[Dataset records Boundary: Start]
Issue #678, opened 2019-05-07
Daylight-color-mode


ratmalwer:
Today I was out in the field with my notebook to look what objects could be seen at night. Unfortunately the sun was shining bright. So I could not see anything on my screen (Stars, compass point or horizon). Even I turned the display on maximum brightnes.

Could it be possible to make a daylight-mode? I suggest inverse colors or better just black on white. This should affect the fullscreen including stars and texts. Preferably even the menues in an oldfashioned way without opacy.

Kind regards 
Markus

axd1967:
Totaly agree on this issue, and seeing this tagged "opinion" and "wont fix" almost stopped my heart and has started wondering what's happening here. I almost missed the "PR accepted" note...

personally I'm struggling a lot with this theme, and I'm afraid I'm not alone. my eyes have lived over 50 years and are a bit worn...

the dark grey theme is a major UI issue . Take the astro calc window as an example: the graphs are almost unreadable (especially the thin red line on grey background, I would put my hand in fire that a UI expert would stumble over this, and I wonder how the color-blind percieve this). 

![image](https://user-images.githubusercontent.com/3529789/63294627-1c45d900-c2cb-11e9-91c2-00a1c57148e5.png)

 and one has to look very hard to see those see extra, faint lines: I've inverted the colors in an attempt to bring thise out:


![image](https://user-images.githubusercontent.com/3529789/63295191-5663aa80-c2cc-11e9-9d19-16b9a3f830ca.png)

![image](https://user-images.githubusercontent.com/3529789/63295273-8743df80-c2cc-11e9-956e-28bf9092798f.png)

Probably they were chosen to operate optimally in darkened conditions, which is understandable.

But those graphs are inherently meant to be used for planning purposes - i.e. during bright daylight.

I guess this a Qt theme that should become an option/setting; someone wanting to consult such graphs in dark condition can always enable night vision mode instead. 

Which, oddly, currently (0.19) provides a better viewing experience...

![image](https://user-images.githubusercontent.com/3529789/63294623-14863480-c2cb-11e9-9d01-1cca60099d2f.png)

 This should not be tagged "won"t fix" because quite rude, but, for example, "too expensive for the moment". and/or it could be put in a backlog pipeline, for example.

(and unfortunately unrelated, but the tooltips try to be helpful but fade away ar too quickly!)

alex-w:
[...]

PR #1834, opened 2021-08-14
keyboard shortcut editor: focus/tabs

axd1967:
### Description
A recurring issue is that I need to click in the search field of the dialog to search for an action, and the tab order is odd (in fact, not specified, but grown over time).

This PR puts the initial focus in the search box, and improves the tab order.

An easy way to edit shortcuts is to search for a part of their name.
A SHIFT TAB allows the user to select a matching action, and the user can then TAB forward into the editor fields.

(Small note: on Linux, the BackspaceButtons do not seem to show a focus marker, but the focus is present and the buttons can be pushed via ENTER rather than SPACEBAR.)

### Type of change

### How Has This Been Tested?

**Test Configuration**:
* Operating System: Kubuntu 20.04
KDE Plasma Version: 5.18.5
Qt Version: 5.12.8
Kernel Version: 5.4.0-80-generic
OS Type: 64-bit
Memory: 15.3 GiB of RAM

## Checklist:

### DIFF
--- a/src/gui/ShortcutsDialog.cpp
+++ b/src/gui/ShortcutsDialog.cpp
@@ -335,6 +335,9 @@ void ShortcutsDialog::createDialogContent()
 	QString style = "QLabel { color: rgb(238, 238, 238); }";
 	ui->primaryLabel->setStyleSheet(style);
 	ui->altLabel->setStyleSheet(style);
+
+	// set initial focus to action search
+	ui->lineEditSearch->setFocus();
 }
 
 void ShortcutsDialog::polish()
--- a/src/gui/ShortcutsDialog.hpp
+++ b/src/gui/ShortcutsDialog.hpp
@@ -95,7 +95,7 @@ private:
 	static bool itemIsEditable(QStandardItem *item);
 
 	//! Apply style changes.
-	//! See http://qt-project.org/faq/answer/how_can_my_stylesheet_account_for_custom_properties
+	//! See https://wiki.qt.io/Technical_FAQ#How_can_my_stylesheet_account_for_custom_properties.3F
 	void polish();
 
 	QStandardItem* updateGroup(const QString& group);
@@ -103,7 +103,7 @@ private:
 	//! search for first appearance of item with requested data.
 	QStandardItem* findItemByData(QVariant value, int role, int column = 0) const;
 
-	//! pointer to mgr, for not getting it from StelApp every time.
+	//! pointer to mgr, to avoid getting it from StelApp every time.
 	class StelActionMgr* actionMgr;
 
 	//! list for storing collisions items, so we can easy restore their colors.
--- a/src/gui/shortcutsDialog.ui
+++ b/src/gui/shortcutsDialog.ui
@@ -6,7 +6,7 @@
    <rect>
     <x>0</x>
     <y>0</y>
-    <width>654</width>
+    <width>737</width>
     <height>436</height>
    </rect>
   </property>
@@ -297,6 +297,18 @@
    </slots>
   </customwidget>
  </customwidgets>
+ <tabstops>
+  <tabstop>shortcutsTreeView</tabstop>
+  <tabstop>lineEditSearch</tabstop>
+  <tabstop>primaryShortcutEdit</tabstop>
+  <tabstop>primaryBackspaceButton</tabstop>
+  <tabstop>applyButton</tabstop>
+  <tabstop>altShortcutEdit</tabstop>
+  <tabstop>altBackspaceButton</tabstop>
+  <tabstop>restoreDefaultsButton</tabstop>
+  <tabstop>restoreAllDefaultsButton</tabstop>
+  <tabstop>closeStelWindow</tabstop>
+ </tabstops>
  <resources>
   <include location="../../data/gui/guiRes.qrc"/>
  </resources>


formtapez:
This has to be merged!
I wrecked my program settings so many times by hitting CTRL+F and start typing without the focus in the search field. So annoying...

axd1967:
> This has to be merged!
> I wrecked my program settings so many times by hitting CTRL+F and start typing without the focus in the search field. So annoying...

Note that this is a different issue - I created a separate issue for this annoyance.

gzotti:
That's an interesting thing. I was not even aware of the "search" line before. 
However, while the cursor blinks in the entry lines, on Windows there is no hint on which button would now be active when spacebar would be pressed. This is likely by design, and our original GUI designer did not have keyboard button navigation by tabbing in mind when designing our GUIs. The sequence therefore appears currently rather more dangerous than useful, sorry. I will add the focus line though, or even two of the three changed files, thanks for the URL update docfix.

axd1967:
When the cursor blinks, the focus is where the cursor is, so spacebar will not work other than to add spaces in the input field. In such a case, the user has to press TAB in order to move to the next UI item.

About tabbing: the additions made over time turned the tabbing order into a mess because the successive developers simply overlooked or were not aware of that issue, so this has to be rectified anyway. This is the moment to think over the tabbing order.

BTW, I noticed that in Ubuntu, it is very hard to see where the focus is (#678 ) if it is not in an entry field.

We can't rely on what previous developers intended to do or didn't think of; that way, nothing can be changed any more... They might very well never have thought of things that creep up today.

gzotti:
I am principally aware of how tabbing works to switch from field to field. It is just that outside from input fields, there is no visual feedback to where the focus now is. At least not on Windows, and you just wrote also not on Ubuntu. In other programs button labels may get highlighted, the label text bounding box dotted, or something else. If I activate your sequence, it works going from input field to input field (with blinking cursor), but after that there is no clue as to what would happen if I now press space or enter. Do I press some delete key, restore to defaults, or reset all? Therefore it is better to not have any half-working sequence and just not use the tabs.

axd1967:
You are right - the absence of focus markers is not good. But I believe that is a matter of finding the right setting somewhere in Qt, because I can't accept that this was overlooked by the Qt team. But at first sight, it is [not looking good](https://stackoverflow.com/questions/58067679/qtquick-controls-2-12-does-not-show-focus-on-buttons/69329055#69329055).

Nowadays, when the user presses TAB, there is already no way either to know where the focus is, so keyboard users are discouraged by the messy tab logic

image

at least, with this patch the experienced user can expect (and will discover) a more logical ordering. with the main idea of this patch all being about being able to jump between tree item, search line, and editor line.

image

There are no real dangers - the "Restore all Default" is guarded, and the Restore can be undone by memory.

axd1967:
How about we meet in the middle: we allow tabbing to "safe" widgets only. 

image


Personally I think this is not OK, but it is better than leaving the tab order in its current state.

Then, a keyboard user has bare minimal access to essential actions, and should still use the mouse for the other actions, so everybody is happy.

(By the way - the branch is wrongly named "search/focus" but should be "shortcuts/search", sorry for that.)

alex-w:
@gzotti adding the order of shortcuts for keyboard navigation is good for vim/emacs fans and old-school users - this is my opinion for generic case or situation. Let's see current versions of implementation: all orders looks weird for me, because all of them ignores the location of focus. IMHO obviously start point for order (number 1) should be in input field for search a shortcuts. The next point in input field for primary shortcut and etc.

axd1967:
be aware that _order_ does not require that the most important field has to be _number one_ in that order; that is programmed by setting the initial focus, set wherever it is the most important for the UI. e.g. in the screenshot above, initial focus should be on number 2 in the tab order.

the order should be logical top-down, left-right.

and there is indeed an issue where buttons do not get a focus indication; but as long as the button is not dangerous (eg important and without confirmation dialog) , there is no stringent reason to skip buttons because this goes against the very idea of tab ordering: to provide a keyboard interface (that is much faster than a mouse interface!). keyboard users soon discover how often they have to tab in order to activate a button, irrespective of focus. and users that do not use the keyboard are not bothered about the tab order anyway.

axd1967:
Styling is probably (I have no experience in the stylesheet aspect of Qt) the ideal solution, but the current PR solves the problem for now, in a practical way.

And in successive iterations, we can review the tab policy in other UI; this can also be done every time someone touches a UI.

gzotti:
@axd1967 can you please rebase this from current master and PR to gui-show-focus? Tab order makes sense if checkboxes and buttons indicate focus and react to space or enter. I added a SpaceCheckBox which can be placed in tab order and pressed with Space. I think buttons also need a subclass to be pressed with Space.  This can be developed in that branch.

axd1967:
I will check this.
But tab order also makes sense without visual indication, although ergonomically bad.

axd1967:
LGTM
there are two observations:

1. I would use an extra pixel width for the highlighting frame, the focus is a bit difficult to see
2. I would be careful with ENTER, as it can sometimes be useful as an alternative to TAB ([Qt](https://doc.qt.io/qt-5/focus.html#tab-or-shift-tab))
2. ENTER is often also a default key for a _dialog_, irrespective of which element currently has focus: eg "get orbital elements" in the "import data" dialog, or "calculate ephemeris" in the Astrocalc dialog could benefit from this, even though this is currently not implemented in those dialogs. (but indeed, in the Stellarium confirmation dialog, ENTER does indeed also trigger the button having the focus)
2.  SPACEBAR (rather than ENTER) typically acts as a replacement for a click action for elements having focus: the back/delete buttons are such example.

Some unrelated observations: 

1. pressing the `primary/altBackspacebutton` behaves a bit odd - the underlying logic tries to be too clever by shifting the focus back to the `xShortcutEdit` (and select the entire field); the focus should remain on the back button. in other words, here a keyboard user is handicapped compared to a mouse user.
2. probably a fresh bug: filtering does not seem to work as previously, I try to bisect that problem

PR #1835, opened 2021-08-14
MPC import: improve sort of URLs

axd1967:
also
- remove duplicate DOU MPEC
- readability

image

after:

image

### Type of change

### How Has This Been Tested?

**Test Configuration**:
* Operating System: Kubuntu 20.04
KDE Plasma Version: 5.18.5
Qt Version: 5.12.8
Kernel Version: 5.4.0-80-generic
OS Type: 64-bit
Memory: 15.3 GiB of RAM

## Checklist:

### DIFF
--- a/plugins/SolarSystemEditor/src/gui/MpcImportWindow.cpp
+++ b/plugins/SolarSystemEditor/src/gui/MpcImportWindow.cpp
@@ -374,11 +374,13 @@ void MpcImportWindow::populateCandidateObjects(QList<SsoElements> objects)
 	//QHash<QString,QString> defaultSsoIdentifiers = ssoManager->getDefaultSsoIdentifiers();
 	QHash<QString,QString> loadedSsoIdentifiers = ssoManager->listAllLoadedSsoIdentifiers();
 
-	//Separate the objects into visual groups in the list
+	//Separate the objects into visual (internally unsorted, anyone?) groups in the list
+
 	//int newDefaultSsoIndex = 0;
-	int newLoadedSsoIndex = 0;
-	int newNovelSsoIndex = 0;
-	int insertionIndex = 0;
+	int newLoadedSsoIndex = 0; // existing objects
+	int newNovelSsoIndex = 0; // new objects
+
+	int insertionIndex = 0; // index of object to be inserted next
 
 	QStandardItemModel * model = candidateObjectsModel;
 	model->clear();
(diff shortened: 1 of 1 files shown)


plugins/SolarSystemEditor/src/gui/MpcImportWindow.cpp
```diff
@@ -1038,39 +1040,49 @@ void MpcImportWindow::loadBookmarks()
...
-	bookmarks[MpcMinorPlanets].insert("MPCORB: orbits from the latest DOU MPEC", "https://www.minorplanetcenter.net/iau/MPCORB/DAILY.DAT");
-	bookmarks[MpcMinorPlanets].insert("MPCORB: elements of NEAs for current epochs (today)", "https://www.minorplanetcenter.net/iau/MPCORB/NEAm00.txt");
-	bookmarks[MpcMinorPlanets].insert("MPCORB: orbits from the latest DOU MPEC", "https://www.minorplanetcenter.net/iau/MPCORB/DAILY.DAT");
-	bookmarks[MpcMinorPlanets].insert("MPCAT: Unusual minor planets (including NEOs)", "https://www.minorplanetcenter.net/iau/ECS/MPCAT/unusual.txt");
-	bookmarks[MpcMinorPlanets].insert("MPCAT: Distant minor planets (Centaurs and transneptunians)", "https://www.minorplanetcenter.net/iau/ECS/MPCAT/distant.txt");
-	int start = 0;
-	int finish = 52;
+	// NOTE: this list is reordered anyway when loaded
+
+	bookmarks[MpcMinorPlanets].insert("MPC's list of bright minor planets at opposition in 2018", 		"https://www.minorplanetcenter.net/iau/Ephemerides/Bright/2018/Soft00Bright.txt");
```
gzotti, line 1045: I haven't used this in a long time. ;-) 2018 could be bumped to 2021, or can we even add all years 2018..2022 if MPC offers it? (Keeping a few older years makes sense to re-investigate old images or so.)

alex-w: The link is still actual

gzotti: Oops, are there no more updates of these annual lists from MPC?

axd1967: Yes, but it is a duplicate of line 1049 unless I'm mistaken?

gzotti: Indeed. But you have removed the duplicate already.
I hope nobody ever loads a full set of even just 10000 objects :-P

alex-w: > Oops, are there no more updates of these annual lists from MPC?

No

gzotti:
It seems this may re-sort the list on first call only. With my existing bookmarks.json file it keeps showing this:
stellarium-006

Still, it seems not to break other things, so we could as well merge it.

gzotti (approved):
For me it looks OK.

axd1967:
> It seems this may re-sort the list on first call only. With my existing bookmarks.json file it keeps showing this:
> stellarium-006
> 
> Still, it seems not to break other things, so we could as well merge it.

indeed, and that's a workaround for existing configurations.

which leads to another question: I did not check whether updates in the data will be absorbed by users that already have a `bookmarks.json` file; in other words, do such users benefit from future changes in the original list, or is the bookmark file copied once, only when it does not yet exist?

axd1967:
that was an academic question, but is irrelevant for this PR :-)

PR #1852, opened 2021-08-28
Planet RTS

### LINKED ISSUE #554: Objects' raise/set time changes during night
### Expected Behaviour
Raise/culminate/set times are consistent during night

### Actual Behaviour
Raise/culminate/set times change during night

stellarium-006
stellarium-007

### Steps to reproduce
- pick star on the east
- notice its set time
- speed up time
- notice set time when star is on the west
- there is a ~4 minutes difference

### System
* Stellarium version: stellarium-0.90.0.16394-win64.exe
* Operating system: Windows 7
* Graphics Card: Intel(R) HD Graphics Family

### Logfile 
[log.txt](https://github.com/Stellarium/stellarium/files/2609115/log.txt)

gzotti:
### Description

This should solve the inaccurate rise/set times given for planets, esp. the Moon. It is based on the method given by Meeus  but with some optimisations. 

Fixes #554

### Type of change

### How Has This Been Tested?

Observe Moon (or Sun, or planet) on screen, see behaviour and times.
I have still to make tests around reaching circumpolarity and other funny things.

There is still the problem that sometimes rise time for the next day or setting time for the previous day is found. 

Still not fully tested: behaviour on other planets. 

The fine corrections are also applied to StelObject.

**Test Configuration**:
* Operating system: Win10 21H1 
* Graphics Card: Nvidia 960M (irrelevant)

## Checklist:


alex-w:
By the fact `getRTSTime` and `computeRTSTime` methods have same behavior and I think we can move code from `computeRTSTime` into `getRTSTime` method and removed first one. The second problem: to compute RTS time of the Sun for twilight we need change the height of celestial body (+ users ask this feature for AstroCalc functions) - so, maybe add new one parameter for `getRTSTime` method with default value?

alex-w:
> Maybe exclude DebugAid flags from Release builds?

DebugAid should be available in Debug mode only

alex-w:
A quick test: RTS time for planets give very strange results - like a double application of the time zone shift

gzotti:
re1: One is public, the other is not. But that's easy to decide...
re2: Yes, target altitude should be possible. An advanced solution (possible around 0.14, maybe 2022...) would be taking the landscape horizon into account. This may be possible with some binary search in hour angle. But not in this branch.
re3: DebugAid: this comment is old, just the bot found it... I could exclude it from real STELLARIUM_RELEASE_BUILDs, but not Qt's "release" mode. However, these in-screen data displays are targeted for developing particular features, so they have to be commented away (or deleted) at end of branch development.  
re4: (strange) I had hoped the interpolation wraparound zone fix would remedy that. Need another look. 

I tried the "goto next setting" etc. functions on hotkey which are really nice in principle. While this version is usually much better (esp. Moon), the case where the solution provides times for the previous or next day needs to be discovered and solved. There are however 2 special cases: Sidereal day is 23h56m, so a star may rise twice on a single calendar day. And with moonrise/-set ~25 hours apart, the Moon may not rise/set on some particular date. If anybody has a worked-out solution or a better algorithm than Meeus (how dare you!), this could really help. We actually need to "find nearest event" (maybe with a way to flag it "will occur on next day only")  and "goto next moonrise" (not "find moonrise date from algorithm, then set current date with that time").

alex-w:
> Still untested: behaviour on other planets.

Well, the calendars and duration of the day on extraterrestrial locations is separate big problem. :(

alex-w:
> I tried the "goto next setting" etc. functions on hotkey which are really nice in principle. While this version is usually much better (esp. Moon), the case where the solution provides times for the previous or next day needs to be discovered and solved. There are however 2 special cases: Sidereal day is 23h56m, so a star may rise twice on a single calendar day. And with moonrise/-set ~25 hours apart, the Moon may not rise/set on some particular date. If anybody has a worked-out solution or a better algorithm than Meeus (how dare you!), this could really help. We actually need to "find nearest event" (maybe with a way to flag it "will occur on next day only") and "goto next moonrise" (not "find moonrise date from algorithm, then set current date with that time").

Well, the special cases for the Sun on high latitudes also need to remember. :)

gzotti:
Yes, indeed.  This PR is currently only a partial fix. I think I should invent a different algorithm that starts with the current hour angle, find nearest transit, then estimates for rise/set from semidiurnal arc, with final solutions from binary search or those correction terms given by Meeus. And if sun rises above horizon in Polar summer, it will have a rise and transit time, but no more setting this day.  The "next setting" call would switch to 24 o'clock of that day.

Not sure, do we accept this (maybe some more fixes?) for 0.21.2 and see to devise sth more complete ~ end of year?

alex-w:
I think we may postpone implementing the special cases to other release.

alex-w:
Well, I found another issue - the latest 2 commits solve time zone shift, but now user can see time over 24 hours. Plus duration of day is negative now.

gzotti:
Didn't see that, must check with your timezone ;-)

alex-w:
It's OK now, thanks!

gzotti:
If you agree, I will squash&merge.  Or should I add the abbreviated version to StelObject, then the rise/set times will no longer move during the day.

alex-w (approved):

alex-w:
> Or should I add the abbreviated version to StelObject, then the rise/set times will no longer move during the day.

Please do it

gzotti:
Uh, big problem (crashes) when moving to Mars :-(
I could do a "if location on earth: this new solution, else old solution". Or give up this branch for now and do something entirely different as described above.

alex-w:
Probably you shouldn’t compute RTS when planet is SpaceShip.

P.S. I didn’t test this PR on extraterrestrial locations :(

gzotti:
A yes, spaceship observer may be the real problem.

gzotti:
This needs an entirely different approach. No time in the next 2 weeks. :-(

alex-w:
This patch fixed crash for spaceship location: https://github.com/Stellarium/stellarium/commit/607ce46ac24039ccf370ec82a14753035ecd5edb

gzotti:
Thanks! I have thought about a different implementation now, which should avoid the next/following day problem. Hopefully later in September, not sure if already for 0.21.2.

alex-w:
Important note: my patch is replaced your latest commit

gzotti:
Good! :-) My astro club wanted such a function for years...

alex-w (approved):

gzotti:
@alex-w How shall we report circumpolarity to the InfoMap? Return transit time (or lower culmination), or use a verbal annotation?

alex-w:
Probably verbal annotation will be enough here

alex-w:
> Uh, I'm not sure if I'm missing something here, but selecting the Moon will give different rise/transit/set values over different times of the same day. Is that intentional?

No, this is wrong

gzotti:
There is a slight change in time by a few minutes if you are using topographic correction. For geocentric computation is should be stable. Given atmospheric vagaries the difference should be negligible. We accept better-working solutions in code :-)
[Dataset records Boundary: End]
Copy the entries above exactly, but only from the line holding "But those graphs" through the line holding "PR #1834, opened 2021-08-14", both included.

• Task response:
But those graphs are inherently meant to be used for planning purposes - i.e. during bright daylight.

I guess this a Qt theme that should become an option/setting; someone wanting to consult such graphs in dark condition can always enable night vision mode instead. 

Which, oddly, currently (0.19) provides a better viewing experience...

![image](https://user-images.githubusercontent.com/3529789/63294623-14863480-c2cb-11e9-9d01-1cca60099d2f.png)

 This should not be tagged "won"t fix" because quite rude, but, for example, "too expensive for the moment". and/or it could be put in a backlog pipeline, for example.

(and unfortunately unrelated, but the tooltips try to be helpful but fade away ar too quickly!)

alex-w:
[...]

PR #1834, opened 2021-08-14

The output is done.